**The problem**
Only the lines from the top of the data through the line containing "# Testing/Validation" should be duplicated, exactly as they appear.

**Recorded information**
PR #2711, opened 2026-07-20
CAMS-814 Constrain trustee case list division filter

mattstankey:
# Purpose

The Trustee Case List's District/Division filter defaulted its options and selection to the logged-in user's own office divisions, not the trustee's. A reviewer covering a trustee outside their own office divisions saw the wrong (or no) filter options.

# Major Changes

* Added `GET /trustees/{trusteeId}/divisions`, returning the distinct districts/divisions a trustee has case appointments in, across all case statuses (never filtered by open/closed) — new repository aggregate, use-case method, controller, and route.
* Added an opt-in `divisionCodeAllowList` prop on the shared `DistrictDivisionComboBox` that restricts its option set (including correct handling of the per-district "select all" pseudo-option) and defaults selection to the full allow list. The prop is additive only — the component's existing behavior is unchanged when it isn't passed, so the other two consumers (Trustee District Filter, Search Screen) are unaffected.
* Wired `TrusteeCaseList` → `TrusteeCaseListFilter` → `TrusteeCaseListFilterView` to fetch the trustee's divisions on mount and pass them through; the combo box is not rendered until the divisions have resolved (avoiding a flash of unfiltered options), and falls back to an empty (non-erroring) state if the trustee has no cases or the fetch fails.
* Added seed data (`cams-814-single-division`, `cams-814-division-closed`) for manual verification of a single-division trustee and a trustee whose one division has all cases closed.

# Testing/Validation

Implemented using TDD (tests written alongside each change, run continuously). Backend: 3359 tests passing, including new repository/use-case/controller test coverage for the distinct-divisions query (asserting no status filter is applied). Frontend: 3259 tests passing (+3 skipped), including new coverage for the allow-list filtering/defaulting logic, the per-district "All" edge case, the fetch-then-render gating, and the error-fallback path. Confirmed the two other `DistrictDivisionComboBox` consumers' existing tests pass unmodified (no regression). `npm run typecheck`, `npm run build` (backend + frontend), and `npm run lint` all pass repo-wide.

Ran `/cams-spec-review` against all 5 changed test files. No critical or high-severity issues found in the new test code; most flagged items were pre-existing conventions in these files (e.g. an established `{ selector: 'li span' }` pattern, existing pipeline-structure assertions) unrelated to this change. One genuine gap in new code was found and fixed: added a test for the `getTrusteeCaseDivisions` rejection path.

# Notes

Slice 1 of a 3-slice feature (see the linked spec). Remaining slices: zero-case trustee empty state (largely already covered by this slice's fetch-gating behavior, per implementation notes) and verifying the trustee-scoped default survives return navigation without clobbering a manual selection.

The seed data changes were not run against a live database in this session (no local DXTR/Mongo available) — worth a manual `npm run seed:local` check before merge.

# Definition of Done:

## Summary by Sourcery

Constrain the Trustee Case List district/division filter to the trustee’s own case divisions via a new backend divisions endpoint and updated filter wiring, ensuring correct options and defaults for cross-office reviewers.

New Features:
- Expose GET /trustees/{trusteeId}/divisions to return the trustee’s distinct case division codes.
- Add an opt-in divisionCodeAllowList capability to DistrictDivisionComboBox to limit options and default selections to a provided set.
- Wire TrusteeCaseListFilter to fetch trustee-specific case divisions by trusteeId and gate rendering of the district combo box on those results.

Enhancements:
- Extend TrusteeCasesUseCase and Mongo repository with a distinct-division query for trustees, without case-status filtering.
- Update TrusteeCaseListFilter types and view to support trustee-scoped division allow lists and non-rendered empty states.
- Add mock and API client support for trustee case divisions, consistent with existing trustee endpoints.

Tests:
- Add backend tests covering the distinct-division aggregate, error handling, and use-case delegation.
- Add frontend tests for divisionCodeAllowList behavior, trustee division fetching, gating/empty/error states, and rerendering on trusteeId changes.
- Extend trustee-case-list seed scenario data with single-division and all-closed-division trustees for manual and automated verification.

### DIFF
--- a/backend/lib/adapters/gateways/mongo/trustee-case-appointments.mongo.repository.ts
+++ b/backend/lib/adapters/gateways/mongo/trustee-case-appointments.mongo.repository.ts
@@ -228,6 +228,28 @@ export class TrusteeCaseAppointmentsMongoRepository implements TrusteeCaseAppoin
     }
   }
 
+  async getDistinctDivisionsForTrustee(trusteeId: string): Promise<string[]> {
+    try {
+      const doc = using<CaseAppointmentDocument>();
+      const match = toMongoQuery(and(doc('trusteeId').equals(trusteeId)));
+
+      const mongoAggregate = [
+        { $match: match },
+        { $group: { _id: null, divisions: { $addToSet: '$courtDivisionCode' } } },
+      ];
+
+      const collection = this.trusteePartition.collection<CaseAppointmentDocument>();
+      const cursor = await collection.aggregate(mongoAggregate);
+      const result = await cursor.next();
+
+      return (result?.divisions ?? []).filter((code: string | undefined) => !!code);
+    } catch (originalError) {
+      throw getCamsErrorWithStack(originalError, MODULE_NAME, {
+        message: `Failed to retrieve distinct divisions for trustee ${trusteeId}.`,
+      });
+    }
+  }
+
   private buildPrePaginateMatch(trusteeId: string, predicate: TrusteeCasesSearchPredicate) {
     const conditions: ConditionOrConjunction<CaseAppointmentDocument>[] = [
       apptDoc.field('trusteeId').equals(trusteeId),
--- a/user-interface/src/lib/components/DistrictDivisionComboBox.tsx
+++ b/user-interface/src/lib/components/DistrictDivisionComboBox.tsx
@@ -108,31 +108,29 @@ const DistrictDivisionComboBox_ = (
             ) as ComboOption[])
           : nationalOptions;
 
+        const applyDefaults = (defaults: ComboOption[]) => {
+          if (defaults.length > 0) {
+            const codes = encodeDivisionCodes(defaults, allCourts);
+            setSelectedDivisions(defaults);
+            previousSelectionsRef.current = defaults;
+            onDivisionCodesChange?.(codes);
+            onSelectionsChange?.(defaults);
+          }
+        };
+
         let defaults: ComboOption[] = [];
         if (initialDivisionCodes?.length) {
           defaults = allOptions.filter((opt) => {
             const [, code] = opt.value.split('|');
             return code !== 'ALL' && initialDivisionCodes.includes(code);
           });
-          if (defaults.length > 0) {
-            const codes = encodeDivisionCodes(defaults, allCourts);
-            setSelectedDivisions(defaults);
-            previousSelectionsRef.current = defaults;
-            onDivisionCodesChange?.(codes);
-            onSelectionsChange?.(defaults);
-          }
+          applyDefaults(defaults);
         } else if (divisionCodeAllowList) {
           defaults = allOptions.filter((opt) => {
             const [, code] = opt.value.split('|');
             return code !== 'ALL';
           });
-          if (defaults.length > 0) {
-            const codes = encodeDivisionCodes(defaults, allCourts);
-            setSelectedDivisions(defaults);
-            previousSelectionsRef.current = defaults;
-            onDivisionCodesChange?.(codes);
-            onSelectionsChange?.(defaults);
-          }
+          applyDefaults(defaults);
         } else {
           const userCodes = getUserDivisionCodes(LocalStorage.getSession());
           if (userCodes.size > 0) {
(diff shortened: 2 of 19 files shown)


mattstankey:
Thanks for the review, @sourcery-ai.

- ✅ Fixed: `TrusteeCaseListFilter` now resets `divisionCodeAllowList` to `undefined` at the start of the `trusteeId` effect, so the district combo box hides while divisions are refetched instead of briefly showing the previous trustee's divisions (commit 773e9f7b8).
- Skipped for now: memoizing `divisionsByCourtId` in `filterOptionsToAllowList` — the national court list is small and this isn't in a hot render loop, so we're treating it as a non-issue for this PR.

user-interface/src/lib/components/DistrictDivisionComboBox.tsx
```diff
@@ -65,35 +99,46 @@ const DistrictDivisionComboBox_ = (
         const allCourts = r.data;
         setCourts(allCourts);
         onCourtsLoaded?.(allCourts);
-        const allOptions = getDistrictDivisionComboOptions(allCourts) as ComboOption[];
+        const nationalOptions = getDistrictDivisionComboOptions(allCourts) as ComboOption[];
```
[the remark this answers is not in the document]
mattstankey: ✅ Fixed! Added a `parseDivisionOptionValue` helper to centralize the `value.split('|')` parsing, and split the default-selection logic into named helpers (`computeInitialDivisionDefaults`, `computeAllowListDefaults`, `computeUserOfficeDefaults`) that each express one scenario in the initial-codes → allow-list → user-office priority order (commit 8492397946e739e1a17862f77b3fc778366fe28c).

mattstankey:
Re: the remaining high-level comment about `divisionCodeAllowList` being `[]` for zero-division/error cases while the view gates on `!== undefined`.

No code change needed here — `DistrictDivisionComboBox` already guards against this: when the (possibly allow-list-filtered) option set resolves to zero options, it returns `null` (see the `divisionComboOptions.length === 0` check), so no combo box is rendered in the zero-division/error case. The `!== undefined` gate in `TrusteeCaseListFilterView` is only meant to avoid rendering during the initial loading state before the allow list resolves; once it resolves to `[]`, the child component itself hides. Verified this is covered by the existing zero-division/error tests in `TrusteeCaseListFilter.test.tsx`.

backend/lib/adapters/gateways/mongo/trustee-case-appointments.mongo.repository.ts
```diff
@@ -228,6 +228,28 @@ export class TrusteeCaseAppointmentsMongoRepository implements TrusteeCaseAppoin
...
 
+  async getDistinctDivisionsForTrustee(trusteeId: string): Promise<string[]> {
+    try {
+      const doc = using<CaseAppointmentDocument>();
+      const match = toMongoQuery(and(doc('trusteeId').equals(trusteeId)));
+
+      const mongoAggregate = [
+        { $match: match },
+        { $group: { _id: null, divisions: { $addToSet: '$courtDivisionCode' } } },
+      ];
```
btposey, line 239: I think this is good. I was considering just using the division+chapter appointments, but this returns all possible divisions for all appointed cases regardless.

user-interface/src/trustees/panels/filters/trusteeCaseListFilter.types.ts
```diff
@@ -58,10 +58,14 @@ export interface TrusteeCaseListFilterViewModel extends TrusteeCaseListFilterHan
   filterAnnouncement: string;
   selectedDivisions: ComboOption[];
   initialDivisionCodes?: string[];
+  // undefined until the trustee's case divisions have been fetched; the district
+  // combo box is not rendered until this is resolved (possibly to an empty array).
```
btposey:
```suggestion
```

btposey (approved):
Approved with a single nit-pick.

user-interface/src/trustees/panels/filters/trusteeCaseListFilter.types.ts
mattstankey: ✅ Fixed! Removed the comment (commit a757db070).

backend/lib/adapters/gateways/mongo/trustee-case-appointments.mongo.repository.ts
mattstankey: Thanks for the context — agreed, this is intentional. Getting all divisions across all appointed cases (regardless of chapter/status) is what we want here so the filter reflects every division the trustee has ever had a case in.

**Answer to the problem**
PR #2711, opened 2026-07-20
CAMS-814 Constrain trustee case list division filter

mattstankey:
# Purpose

The Trustee Case List's District/Division filter defaulted its options and selection to the logged-in user's own office divisions, not the trustee's. A reviewer covering a trustee outside their own office divisions saw the wrong (or no) filter options.

# Major Changes

* Added `GET /trustees/{trusteeId}/divisions`, returning the distinct districts/divisions a trustee has case appointments in, across all case statuses (never filtered by open/closed) — new repository aggregate, use-case method, controller, and route.
* Added an opt-in `divisionCodeAllowList` prop on the shared `DistrictDivisionComboBox` that restricts its option set (including correct handling of the per-district "select all" pseudo-option) and defaults selection to the full allow list. The prop is additive only — the component's existing behavior is unchanged when it isn't passed, so the other two consumers (Trustee District Filter, Search Screen) are unaffected.
* Wired `TrusteeCaseList` → `TrusteeCaseListFilter` → `TrusteeCaseListFilterView` to fetch the trustee's divisions on mount and pass them through; the combo box is not rendered until the divisions have resolved (avoiding a flash of unfiltered options), and falls back to an empty (non-erroring) state if the trustee has no cases or the fetch fails.
* Added seed data (`cams-814-single-division`, `cams-814-division-closed`) for manual verification of a single-division trustee and a trustee whose one division has all cases closed.

# Testing/Validation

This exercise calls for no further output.